Починку этой «безделушки» не себе позволить в ближайшее время. Хотя зарплата у меня вполне достойная, но с болезнью отца все деньги уходят на его лечение.
Мысль остужает. Но я по-прежнему чувствую, как резво отстукивает сердце.
Такие самцы, как Шершнев, на дороге не валяются.
— Я знаю о твоем отце, — внезапно говорит Шершнев, и я замираю. — Мне жаль.
— Мне не нужна жалость, — выплевываю резко.
Не понимаю, почему завожусь на ровном месте. Слова больно ранят. Словно папы уже нет. Уверена, что Олег говорит искренне, но его сочувствие ужасно бесит.
Отец всегда был опорой. И будет снова. Как только переживет кризис.
— Папа справится, — сжимаю кулаки. — Он сильный.
— Сильным людям тоже нужна поддержка и любовь, — Олег задумчиво смотрит перед собой. — Иногда необходимо побыть слабым.
— Такое не про него. Папа не умеет ни отдыхать, ни расслабляться. Когда ты управляешь крупной фирмой, слабость равна смерти.
— В этом он прав.
Тема неприятна. Не нравятся ни рассуждения Шершнева, ни моя вынужденная оборона. Папа не нуждается в защитниках.
Ежусь, ищу удобное положение. Прежний комфорт испаряется. Теперь уверенность собеседника раздражает. И машина, и голливудская улыбка.
— Ты хотела поговорить, — словно читает мысли Шершнев. — Лучше сменим тему.
Бесит. Я еще и виновата.
— Откуда все это? — развожу руками. — Ты грабишь банки?

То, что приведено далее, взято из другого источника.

PR #613, opened 2020-03-29
Nerfs Mindslave/Imprint

EldritchSigma:
They are detectable by medical scanners. 10 TC for basicly a permanent ally with no way out of it other than rolling RNG Biodegrade or getting (un)lucky and being EMPed. This should raise a couple eyebrows should a mindslave be scanned by medical.

### DIFF
--- a/code/game/objects/items/weapons/implants/implants/imprinting.dm
+++ b/code/game/objects/items/weapons/implants/implants/imprinting.dm
@@ -2,7 +2,7 @@
 	name = "imprinting implant"
 	desc = "Latest word in training your peons."
 	origin_tech = list(TECH_MATERIAL = 1, TECH_BIO = 2, TECH_DATA = 3)
-	hidden = 1
+	hidden = 0
 	var/list/instructions = list("Do your job.", "Respect your superiors.", "Wash you hands after using the toilet.")
 	var/brainwashing = 0
 


Roland410:
In my opinion, raise the price instead. The whole reason the hidden implant system was added was because of this. Once someone acted strange, they were sent to medical, opened up, and the implant got removed instantly.

EldritchSigma:
The vote from a few weeks back had the majority of players vote for "Remove Mindslave implants" followed by "dont remove them" (61 to 40). This is a compromise between removing them entirely and keeping them in.

Reason for this change is basicly that it is, depending on what the implanter does to you, its ABSOLUTELY ZERO fun for the implantee. You basicly get thrown into perma and considering secs interaction so far with people and consideration on their character records etc you are basicly tossed in there and forgotten. Not fun. This atleast makes implanters choose their words and actions carefully to not loose their "investment".

Roland410:
Screenshot_20200330-103231
According to this, first was remove, second is fine as-is, third is tied to raise price.
If you've read my comment above, you see that my suggestion is option 2, raise the price, although if we were to respect the poll, it should be removed.
As I said, what will happen when someone uses one, and the person starts acting strange, is that they will be sent to medical, and get the implant removed from them. Instead of that, the raised price will mean that you would be limited to two at most unless it's discounted, and you would still get the price of your investment back.

Mindslave implants are pretty meh, and I agree with their removal, but having them not be hidden is basically the same as removing them in my opinion, as noone will want to waste TC for it, since people will basically "legally" meta it every time.

Sparrowbird611:
I'd honestly just raise it to like, 25-35 TC. Mindslaves aren't a bad pick, but they're not particularly fantastic, since most things that another person can do can be done yourself with a cheaper pick, without having to go through the trouble of isolating them, spending another 14 TC to get a para pen or some other weapon to threaten them, and then implant them.

BurgerLUA:
making a poll about this tomorrow

BurgerLUA:
Poll is up. I forgot to set one.

Roland410:
Gonna post an alternative to this as well hopefully in the next few hours.

PR #635, opened 2020-04-02
Readds removed officer gunbox, returns said gunbox to brig chief

Jaraci:
Readds removed (not commented out, flat removed) code pertaining to the standard size gunbox with modified electrolaser + smartgun or beanbag + milpistol w/ rubbers. Also gives it back to the brig chief.

Essentially a near-total revert of #572. I don't know why the code was straight-up removed instead of being simply commented out, or just having the gunboxes in question changed inside the lockers, but I dislike that it's no longer available even as a spawn option for special occasions.

I also disagree with it being 'unnecessary' for the brig chief in particular. They are senior enlisted and a senior member of security, and I don't see why it was pulled from them in the first place. The SEAs losing it I can understand, though.


Sparrowbird611:
Yeah, that was my fault. In hindsight, removing it entirely may not have been the best idea.

As for the BC part, the guy has access to the armory, he didn't need to really spawn with the guns. However, I really don't care that much, but his current carbine should be replaced with the regular one.

Jaraci:
The box carbine was never removed, it's still in the code. I don't see why it needs to be replaced, it shouldn't cause any issues.

I think I broke one of the Git checks by renaming the PR so soon because I forgot to give it a proper title. Oops.

Sparrowbird611:
Mainly because the modified one has 24 shots compared to the regular one, which is ridiculously high.

Jaraci:
You've mentioned as such, yeah. I don't agree. I think the brig chief having access to advanced non-lethals, given his potential role in dealing with rowdy prisoners -- particularly violent ones confined to perma or long brig sentences -- is fine. If it were a las-carbine or a big revolver or something deadly like that I could see where you're coming from.

Sparrowbird611:
I actually see even less reason to use a rifle of all things against prisoners. If the BC is legitimately worried about getting jumped by prisoners, then he should use the pepperspray or flashbulb, two items that he's immune to, and aren't any where near as high on the escalation scale as a literal stun rifle. As it is, the brig is retardedly immune to prison breaks, what with the floor mounted flashers and stuff everywhere, and the stun pistol is already super effective at putting people down.

You could say he needs the carbine to defend the brig from possible invaders, but if there's some one invading the brig, the BC is going to run straight for the armory to get a shotgun or some other more powerful gun, not use the stun carbine.

Roland410:
Edit the map instead of this to change the boxes to the small one. Noone needs to have a sidearm+rifle on spawn, especially no the brig chief who has access to the ENTIRE armoury, with less than lethals starting in the equipment part which is not even access locked (outside of sec obviously).

Roland410:
Also it was removed completely because it's unnecessary, and we have Git to put back any such code. It's almost always preferable outside of testing to completely remove the unused code. Less confusion and less issues in the long run.

Sparrowbird611:
Really, what legitimate need does the BC have to spawn with it in his office? If he's that desperate, he can run and get the default stun weapons. Your only real case for it has been dealing with prisoners, and if you deal with prisoners with a rifle, you deserve to be fired.

Also, I can't really imagine why you'd want to spawn this box. It's basically the small box with a rifle/shotgun in it, you could just spawn in the stun carbine on the person.

Jaraci:
Prisoners are frequently allowed to keep their uplink by virtue of meta protection. Not every prisoner you're going to have is going to be unarmed.

There are only four advanced non-lethal options as it is, and they are frequently distributed ahead of the lethals to regular security + cadets anyway.

I've heard your arguments and I've already told you I disagree with them, you don't need to keep rattling them off again and again.

Sparrowbird611:
Alright, I'll stop, though I can't say meta protected uplinks is a fair argument either.

Higgin:
the invisible gunbox issue is fixed in #583 - mind merge conflicts 
this seems a bit redundant to me with the warden having a room full of easily-grabbed nonlethals right across the hall

Jaraci:
Should now be compliant with #583 -- a PR that changed a lot more than it advertised, but whatever. I don't really know how to work Git and I'm just winging this, so if I broke something please tell me.

There are only four advanced non-lethal options available in the SEC-ARM and two of them have just been slapped in the dick. I still don't see the issue with the brig chief getting something chunkier given their role, rank, and position on the ship from both an IC and OOC perspective.

PR #640, opened 2020-04-03
Revert "Removes Black Tar from Uplink"

Roland410:
Reverts BoHBranch/BoH-Bay#586
Vote was against removal, and this is highly underused as it needs two traitors to cooperate, and even then you only get one use of it.
Screenshot_20200403-064628

### DIFF
--- a/code/datums/uplink/stealthy_and_inconspicuous_weapons.dm
+++ b/code/datums/uplink/stealthy_and_inconspicuous_weapons.dm
@@ -44,3 +44,10 @@
 	desc = "One of the most dangerous chemicals you could think of, easily vialed up. Be extra careful not to drink it!"
 	item_cost = 64
 	path = /obj/item/weapon/reagent_containers/glass/beaker/vial/hfc
+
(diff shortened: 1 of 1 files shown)


bearrrrrrrr:
you don't need 2 traitors, you can wait for a discount. it can cost as little as 21tc
I'm not up for its perma removal but i'm not for keeping it in the state its in. it essentially just encourages deathmatching against unarmed crew. 0/10

Roland410:
Fair point, forgot that this can go on discount as well. Really should implement a blacklist for discounts, would be good for future use as well to blacklist powerful items from discounts.

AdamElTablawy:
It should stay out until reworked. As is being a zombie is fucking lame. Even TG does it better.

Sparrowbird611:
I definitely want it to come back, but I would be fine waiting until it was reworked before it did come back, as long as it definitely does come back. Current black tar is a little bit retarded, with the whole lack of a cure, and zombies who are barely better than baseline humans.

Roland410:
Well, to be fair this only removes it from the uplink, so gonna close this.

PR #1318, opened 2022-02-25
readds arm and leg guards as a sec thing

anconfuzedrock:
Arm and leg guards were for sec roles _only_, which was fine because sec actually has a vending machine that vends arm/leg guards. It's just a convenient timesave for them.
Nevermind on adding medium plates, that's more of a balance thing, out of scope.


Jul-Jul:
Thank you, because my britbong wording confused Carl.

anconfuzedrock:
It breaks my heart to tell you this, but considering security only has 6 spare medium plates, that's more a balance change and as I didn't ask carl about that I'm not putting it in this pr.

PR #1322, opened 2022-02-26
Gives Basic EVA and Medical to SolGov Fleet characters

Ctr-Truescreen:
Makes sure that no fleetie makes it onto the Dagon without passing their EVA and First-Aid training.

image


ProbablyCarl:
based

PR #1327, opened 2022-02-26
High-vis Jacket suit storage oversight fix.

Ctr-Truescreen:
Gives the high visibility jacket's suit storage the same permissions as the hazard vest.

Not tested on localhost, but compiles fine and seeing as this is a simple line change, it should be okay.


Anton-Kr:
>Not tested on localhost

famous last words

PR #1329, opened 2022-02-26
SGR + Guard fixes and edits.

Jul-Jul:
This PR allows for SGR to have a larger range of civilian clothing, whilst also adding the (Chad) Marine Embassy Guard to the SolGov Guard.


Anton-Kr:
why not

PR #1331, opened 2022-02-26
Changes to the sec revolver to distinguish it from the pistol / buff it (more ap and accuracy mostly)

anconfuzedrock:
This gives the revolver: 
-an intermediate 12mm cartridge that has 10 ap and has slightly less damage falloff, but is less likely to cause internal bleeding/shrapnel. So a bit more reliable and consistent
-increased shortrange accuracy.
-MUCH more fire delay, 50% more fire delay than the pistol
-a more distinct sound from the pistol.

All this should shake out to making the revolver more consistent than the military pistol, while the pistol is more spammy and scary to be hit with because of the shrapnel/internal bleeding. The pistol can shoot faster, and 15 bullets with 0 ap is still going to do more damage through armor than 6 bullets with 10 ap, but the accuracy should make the revolver fun to use in its own way. willing to shuffle these values around as needed.


anconfuzedrock:
Hang on, I may have done this in a very stupid way, maybe I'll end up redoing the whole pr in a sec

— Все белее белого. Нечего рассказывать. Стартап. Провал. Второй стартап. Снова провал. Найм, накопление, поиск инвестиций. Стартап, выход на окупаемость и стремительный взлет. Технологии сейчас в цене, акции растут, компания тоже. Смотрю на другие сферы, чтобы расширить сетку.
— Быстро ты, — поджимаю губы. — У нас так только Лазарев поднялся. Благодаря папе.
— Про него знаю, — обрывает Олег, и я недоуменно оборачиваюсь. — Там своя мотивация уйти в бизнес. Но моя оказалась сильнее.
Кидает взгляд. Подмечаю в нем непонятное осуждение, невольно сжимаюсь. Словно меня в чем-то обвиняют.
Нет, я не из робкого десятка. Все дело в странном влиянии Шершнева.
— Как твоя мама?
Во рту скапливается слюна при воспоминании воспоминаний о пирожках Татьяны Ивановны.
— Отогревается в Турции после Сибири. Восхищается местным колоритом, подсела на их сериалы и с упоением пересказывает мне каждую новую серию, — интонация Шершнева смягчается, в салоне становится теплее. — Голосовыми.
— Весело тебе, — смеюсь, представляя, с каким лицом успешный бизнесмен сидит вечерами и слушает истории про турецкие страсти.
Болтаем о какой-то ерунде. Про бывших однокурсников, цены на бензин и новые фильмы. Разговор идет легко и невесомо. Я не замечаю, как Шершнев останавливается возле моего подъезда.
Не желаю уходить. С неохотой отстегиваю ремень и поворачиваюсь к Олегу.
Смотрит, щурится. Настоящий хитрый лис. Знает, о чем я думаю.
Губы растянуты в улыбке. Мягкие на вид, но в реальности жесткие. Горячие. Такие же, как его язык, который мучительно сладко терзал мой рот.
Трясу головой.
Все, Леночка. Подбери себя с пола.
Вздергиваю подбородок, пальцем щелкаю растерявшегося на секунду Шершнева.
— Давай, мачо. Счастливо оставаться.
Поцеловав воздух возле его щеки, резво выскакиваю из машины. Короткое уведомление на телефоне тормозит на середине пути.
«Шершнев Олег подписался на вас. Подписаться в ответ?»
Смеюсь, запрокидываю голову к ночному небу. Жму подтверждение.
Под раздавшийся рев мотора иду к воротам.
Глава 5
Некоторым людям не свойственно чувство такта.
Просыпаюсь на следующий день под разрывающийся телефон. Режим вибрации не спас воскресное утро. Проклинаю себя и неспособность выключить его вовсе.
Все из-за новостей о папе. Вдруг позвонят из клиники?
Тяжело моргаю, прогоняю яркие всполохи сна. Через секунду не вспомню, что снилось, однако ощущения приятные. Потягиваюсь, ловлю улыбку на лице в зеркале.